INSTRUCTIONS FOR THE TASK ▸ All lines in the data bearing the string "skipping" should be identified and copied.

[AVAILABLE DATA]

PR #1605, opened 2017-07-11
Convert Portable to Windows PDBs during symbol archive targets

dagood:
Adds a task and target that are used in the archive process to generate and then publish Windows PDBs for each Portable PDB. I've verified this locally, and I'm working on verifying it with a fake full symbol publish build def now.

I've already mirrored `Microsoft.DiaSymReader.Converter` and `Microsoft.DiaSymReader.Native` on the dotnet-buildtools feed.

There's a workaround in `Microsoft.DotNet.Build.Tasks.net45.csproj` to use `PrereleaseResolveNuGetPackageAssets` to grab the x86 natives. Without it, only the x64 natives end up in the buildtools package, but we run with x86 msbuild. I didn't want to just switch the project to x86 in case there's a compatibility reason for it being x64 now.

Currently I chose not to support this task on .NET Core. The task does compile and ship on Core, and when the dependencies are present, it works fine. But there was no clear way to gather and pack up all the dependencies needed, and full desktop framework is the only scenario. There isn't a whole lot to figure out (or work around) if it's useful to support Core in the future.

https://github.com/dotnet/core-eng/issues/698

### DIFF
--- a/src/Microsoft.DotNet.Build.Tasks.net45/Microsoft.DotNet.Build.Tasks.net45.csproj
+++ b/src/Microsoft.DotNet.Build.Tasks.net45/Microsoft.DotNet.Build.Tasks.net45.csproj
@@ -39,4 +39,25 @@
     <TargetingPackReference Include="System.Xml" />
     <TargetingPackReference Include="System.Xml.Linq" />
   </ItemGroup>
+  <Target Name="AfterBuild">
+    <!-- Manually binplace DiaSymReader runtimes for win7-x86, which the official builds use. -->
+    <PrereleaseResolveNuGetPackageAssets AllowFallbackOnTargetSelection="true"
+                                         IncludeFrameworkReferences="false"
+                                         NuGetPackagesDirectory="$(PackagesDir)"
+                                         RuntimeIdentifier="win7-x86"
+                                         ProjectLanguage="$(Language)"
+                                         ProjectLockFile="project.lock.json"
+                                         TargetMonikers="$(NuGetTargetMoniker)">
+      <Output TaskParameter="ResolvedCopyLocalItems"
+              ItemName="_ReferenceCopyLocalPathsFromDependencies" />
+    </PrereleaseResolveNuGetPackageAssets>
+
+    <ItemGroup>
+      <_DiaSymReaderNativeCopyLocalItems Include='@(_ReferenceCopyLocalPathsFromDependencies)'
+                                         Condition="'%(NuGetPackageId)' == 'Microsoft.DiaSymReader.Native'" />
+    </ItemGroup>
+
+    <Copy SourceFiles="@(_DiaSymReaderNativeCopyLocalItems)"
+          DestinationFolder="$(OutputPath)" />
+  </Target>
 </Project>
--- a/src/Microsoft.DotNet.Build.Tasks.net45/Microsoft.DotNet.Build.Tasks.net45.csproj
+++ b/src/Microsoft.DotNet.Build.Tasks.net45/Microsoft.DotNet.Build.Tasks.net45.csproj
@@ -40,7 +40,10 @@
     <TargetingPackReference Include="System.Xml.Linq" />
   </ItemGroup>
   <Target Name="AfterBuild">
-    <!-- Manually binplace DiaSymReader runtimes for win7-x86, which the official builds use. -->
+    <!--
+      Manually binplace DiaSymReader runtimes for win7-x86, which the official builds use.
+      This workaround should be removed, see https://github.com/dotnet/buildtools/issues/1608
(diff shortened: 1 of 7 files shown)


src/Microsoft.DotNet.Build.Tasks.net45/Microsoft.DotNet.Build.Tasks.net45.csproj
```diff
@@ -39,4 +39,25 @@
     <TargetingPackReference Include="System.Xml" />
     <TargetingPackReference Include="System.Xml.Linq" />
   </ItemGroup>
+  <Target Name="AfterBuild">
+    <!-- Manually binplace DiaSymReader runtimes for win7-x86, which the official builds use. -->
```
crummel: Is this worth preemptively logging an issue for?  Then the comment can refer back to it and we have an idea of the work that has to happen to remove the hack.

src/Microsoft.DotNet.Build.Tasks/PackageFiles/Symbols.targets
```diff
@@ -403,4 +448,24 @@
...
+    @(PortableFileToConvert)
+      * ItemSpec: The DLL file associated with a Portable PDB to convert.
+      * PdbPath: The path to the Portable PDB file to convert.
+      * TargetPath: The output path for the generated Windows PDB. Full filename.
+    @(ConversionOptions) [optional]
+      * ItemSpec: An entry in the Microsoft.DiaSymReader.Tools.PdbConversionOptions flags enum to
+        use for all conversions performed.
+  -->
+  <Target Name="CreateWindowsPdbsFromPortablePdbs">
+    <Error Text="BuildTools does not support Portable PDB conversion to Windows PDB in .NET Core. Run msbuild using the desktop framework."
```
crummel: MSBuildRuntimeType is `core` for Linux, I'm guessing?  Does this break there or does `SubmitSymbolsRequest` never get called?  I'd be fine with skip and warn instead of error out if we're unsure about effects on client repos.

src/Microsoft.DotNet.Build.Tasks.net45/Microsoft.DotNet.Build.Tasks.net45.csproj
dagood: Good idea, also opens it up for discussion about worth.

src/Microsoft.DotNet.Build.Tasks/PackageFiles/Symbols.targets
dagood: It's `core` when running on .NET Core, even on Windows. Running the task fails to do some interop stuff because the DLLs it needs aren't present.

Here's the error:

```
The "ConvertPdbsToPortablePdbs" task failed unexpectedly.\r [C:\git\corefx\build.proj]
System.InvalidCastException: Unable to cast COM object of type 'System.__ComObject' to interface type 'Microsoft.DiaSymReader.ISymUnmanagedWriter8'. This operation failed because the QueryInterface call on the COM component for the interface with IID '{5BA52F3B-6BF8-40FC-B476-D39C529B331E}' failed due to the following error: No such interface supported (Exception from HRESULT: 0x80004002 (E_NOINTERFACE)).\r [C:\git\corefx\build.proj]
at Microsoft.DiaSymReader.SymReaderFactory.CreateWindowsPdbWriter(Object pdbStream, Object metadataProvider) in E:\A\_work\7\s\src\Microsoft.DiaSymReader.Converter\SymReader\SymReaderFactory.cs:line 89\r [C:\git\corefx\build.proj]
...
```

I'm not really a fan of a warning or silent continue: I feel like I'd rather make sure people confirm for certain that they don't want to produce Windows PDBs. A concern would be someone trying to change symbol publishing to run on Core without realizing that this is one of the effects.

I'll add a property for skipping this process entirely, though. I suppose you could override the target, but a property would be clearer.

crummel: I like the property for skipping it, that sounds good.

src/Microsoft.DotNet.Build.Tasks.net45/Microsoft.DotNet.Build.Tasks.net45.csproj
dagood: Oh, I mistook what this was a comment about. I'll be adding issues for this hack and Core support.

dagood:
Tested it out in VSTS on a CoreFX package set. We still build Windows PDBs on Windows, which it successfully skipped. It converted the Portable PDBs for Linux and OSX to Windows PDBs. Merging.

[/AVAILABLE DATA]

WRITTEN REPLY ▸
I'll add a property for skipping this process entirely, though. I suppose you could override the target, but a property would be clearer.
crummel: I like the property for skipping it, that sounds good.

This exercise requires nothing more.